For integers $n,k$ with $n\ge 0$, let ${n\brace k}$ denote the Stirling numbers of the second kind, which count the number of partitions of a set of size $n$ into $k$ nonempty, non-distinct parts. These satisfy the following recurrence, which can be taken as their definition: $$ {n\brace k}={n-1 \brace k-1}+k{n-1\brace k},\\ {0\brace 0}=1,{0\brace k}=0\text{ for }k\neq 0 $$

Now, let $D$ be the differential operator, and let $X$ be the operator which takes in a function $f$ and returns $xf$. As a special case of the product rule, we have the operator identity $$ DX=XD+1 $$ where $1$ is the identity, $1f=f$. Indeed, applying both sides to some function $f$, you get $D(xf)=x(Df)+f$. More generally, $$ DX^k=X^kD+kX^{k-1} $$ You can now prove by induction that $$ (XD)^n=\sum_k {n \brace k}X^kD^k $$ where the sum ranges over all integral $k$ (but is effectively finite since ${n \brace k}$ is zero for $k$ outside $[0,n]$) as follows:

\begin{align} (XD)^n &=(XD)(XD)^{n-1} \\&=(XD)\sum_k {n-1 \brace k}X^k D^k \\&=\sum_k {n-1\brace k}XDX^kD^k \\&=\sum_k {n-1\brace k}X(X^kD+kX^{k-1})D^k \\&=\sum_k {n-1 \brace k}(X^{k+1}D^{k+1}+kX^kD^k) \\&=\sum_k \Big(k{n-1\brace k}+{n-1\brace k-1}\Big)X^kD^k \\&=\sum_k {n\brace k}X^kD^k \end{align}

Answer 2

Here is a supplementary to user @bonsoon's comment as to why the Stirling numbers of the second kind pop up.
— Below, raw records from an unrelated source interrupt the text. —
PR #839, opened 2018-07-09
Refine job errors

Gerhut:
#807

### DIFF
--- a/rest-server/src/controllers/job.js
+++ b/rest-server/src/controllers/job.js
@@ -17,6 +17,7 @@
 
 // module dependencies
 const Job = require('../models/job');
+const createError = require('../util/error');
 const logger = require('../config/logger');
 
 /**
@@ -25,28 +26,16 @@ const logger = require('../config/logger');
 const load = (req, res, next, jobName) => {
   new Job(jobName, (job, error) => {
     if (error) {
-      if (error.message === 'JobNotFound') {
+      if (error.code === 'ERR_NO_JOB') {
         if (req.method !== 'PUT') {
-          logger.warn('load job %s error, could not find job', jobName);
-          return res.status(404).json({
-            error: 'JobNotFound',
-            message: `could not find job ${jobName}`,
-          });
+          return next(error);
         }
       } else {
-        logger.warn('internal server error');
-        return res.status(500).json({
-          error: 'InternalServerError',
-          message: 'internal server error',
-        });
+        return next(createError.unknown(error));
       }
     } else {
       if (job.jobStatus.state !== 'JOB_NOT_FOUND' && req.method === 'PUT' && req.path === `/${jobName}`) {
-        logger.warn('duplicate job %s', jobName);
-        return res.status(400).json({
-          error: 'DuplicateJobSubmission',
-          message: `job already exists: '${jobName}'`,
-        });
+        return next(createError('Conflict', 'ERR_CONFLICT_JOB', `Job name ${jobName} already exists`));
       }
     }
     req.job = job;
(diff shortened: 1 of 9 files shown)


rest-server/src/controllers/job.js
```diff
@@ -25,28 +26,16 @@ const logger = require('../config/logger');
...
     if (error) {
-      if (error.message === 'JobNotFound') {
+      if (error.code === 'ERR_NO_JOB') {
         if (req.method !== 'PUT') {
-          logger.warn('load job %s error, could not find job', jobName);
-          return res.status(404).json({
-            error: 'JobNotFound',
-            message: `could not find job ${jobName}`,
-          });
+          return next(error);
```
hwuu: error --> createError(...) ?

rest-server/src/controllers/job.js
```diff
@@ -58,38 +47,27 @@ const init = (req, res, next) => {
...
   Job.prototype.getJobList(req._query, (jobList, err) => {
     if (err) {
-      logger.warn('list jobs error\n%s', err.stack);
-      return res.status(500).json({
-        error: 'GetJobListError',
-        message: 'get job list error',
-      });
+      return next(createError.unknown(err));
     } else if (jobList === undefined) {
+      // Unreachable
```
hwuu: If these lines are unreachable, why do we still preserve them?

rest-server/src/controllers/job.js
```diff
@@ -111,35 +89,14 @@ const get = (req, res) => {
...
-          error: 'VirtualClusterNotFoundInDatabase',
-          message: `job update error: search virtual cluster from db failed`,
-        });
-      } else {
-        return res.status(500).json({
-          error: 'JobUpdateError',
-          message: err.message,
-        });
-      }
+      return next(createError.unknown(err));
```
hwuu: I think your method covers too many details.

hwuu: I suggest we split errors into two categories:

- Internal errors, which are raised by models and handled by controllers;
- Exposed errors, which will be returned to API callers.

Errors in the first category contain many details, for example HDFS error, launcher error, VC error, etc., which are not necessary to be exposed to API callers. After the processed by controllers, these internal errors will eventually be reorganized and translated into exposed errors, which contain meaningful information relevant to external developers.

rest-server/src/controllers/job.js
Gerhut: Since this error has `code` property in this branch, assume that it has been already transformed into `HttpError` in `utils/error.js`

rest-server/src/models/job.js
```diff
@@ -119,9 +123,9 @@ class Job {
           if (requestRes.status === 200) {
             next(this.generateJobDetail(requestResJson), null);
           } else if (requestRes.status === 404) {
-            next(null, new Error('JobNotFound'));
+            next(null, createError('Not Found', 'ERR_NO_JOB', `Job ${name} not found.`));
```
abuccts: move error to the first parameter?

rest-server/src/controllers/job.js
abuccts: I think those errors have been handled in models instead of here.

rest-server/src/controllers/job.js
abuccts: @Gerhut only refined error handling in this PR.

rest-server/src/controllers/job.js
Gerhut: - `VirtualClusterNotFound` raised in https://github.com/Microsoft/pai/blob/qixcheng/rest-server-refine-error/job/rest-server/src/models/user.js#L204
- `NoRightAccessVirtualCluster` raised in https://github.com/Microsoft/pai/blob/qixcheng/rest-server-refine-error/job/rest-server/src/models/user.js#L216
- `VirtualClusterNotFoundInDatabase` covers too many details in https://github.com/Microsoft/pai/blob/qixcheng/rest-server-refine-error/job/rest-server/src/models/user.js#L208 so I throwed a `UnknownError` with HDFS Error message.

This begins with the identity

$$ x^n = \sum_{k=0}^{n} \left\{ {n \atop k} \right\} (x)_k, $$

where

• $\left\{{n \atop k}\right\}$ is the Stirling number of the second kind, which counts the number of ways of partitioning the set $\{1,\cdots,n\}$ into $k$ parts, and

• $(x)_k = x(x-1)\cdots(x-k+1)$ is the falling factorial.

(See the Wikipedia article, for instance.) Now if we introduce two operators $D = \frac{d}{dx}$ and $L = x\frac{d}{dx}$, then they satisfy $ L^n(x^a) = a^n x^a $ and $ D^n(x^a) = (a)_n x^{a-n} $, and so,

$$ L^n(x^a) = a^n x^a = \sum_{k=0}^{n} \left\{ {n \atop k} \right\} (a)_k x^a = \sum_{k=0}^{n} \left\{ {n \atop k} \right\} x^k D^k (x^a). $$

Since both $L$ and $D$ are linear, the same identity holds for any polynomial $f(x)$ in place of $x^a$, yielding

$$ L^n f = \sum_{k=0}^{n} \left\{ {n \atop k} \right\} x^k D^k f. $$

Of course, this extends to any $C^n$-function $f$ by polynomial approximation.